HOW TO COMPLETE THIS TASK ->
Exact reproduction of all the data is needed.

SOURCE MATERIAL ->
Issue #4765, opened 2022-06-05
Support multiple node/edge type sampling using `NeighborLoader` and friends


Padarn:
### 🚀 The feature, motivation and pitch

RESPONSE ->
Issue #4765, opened 2022-06-05
Support multiple node/edge type sampling using `NeighborLoader` and friends


Padarn:
### 🚀 The feature, motivation and pitch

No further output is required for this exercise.